PR #2338, opened 2022-04-21
Expose nodeId to applications

Aschen:
## What does this PR do ?

Expose the cluster node ID to applications

### DIFF
--- a/lib/kuzzle/kuzzle.ts
+++ b/lib/kuzzle/kuzzle.ts
@@ -164,8 +164,9 @@ class Kuzzle extends KuzzleEventEmitter {
   };
 
   private koncorde: Koncorde;
-  private id: string;
   private secret: string;
+
+  public id: string;
 
   constructor (config: KuzzleConfiguration) {
     super(
--- a/test/core/backend/Backend.test.js
+++ b/test/core/backend/Backend.test.js
@@ -53,6 +53,21 @@ describe('Backend', () => {
     });
   });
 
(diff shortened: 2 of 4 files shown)


lib/kuzzle/kuzzle.ts
```diff
@@ -164,9 +164,10 @@ class Kuzzle extends KuzzleEventEmitter {
   };
 
   private koncorde: Koncorde;
-  private id: string;
   private secret: string;
 
+  public id: string;
```
clementbolin, line 169: I think it's a good idea to add a comment to say that `id` defines the node ID.

test/core/backend/Backend.test.js
```diff
@@ -53,6 +53,21 @@ describe('Backend', () => {
     });
   });
 
+  describe.only('#nodeId', () => {
```
clementbolin, line 56: forgot to remove the `only()`

clementbolin (changes requested):

test/core/backend/Backend.test.js
OlivierCavadenti: Can we add not only rule ?
https://www.npmjs.com/package/eslint-plugin-no-only-tests

Aschen: Good idea!

OlivierCavadenti (approved):

clementbolin (approved):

------------

§ Exercise prompt
State how many lines in the listing above contain "nodeId". Nothing else is needed.

§ Task response
2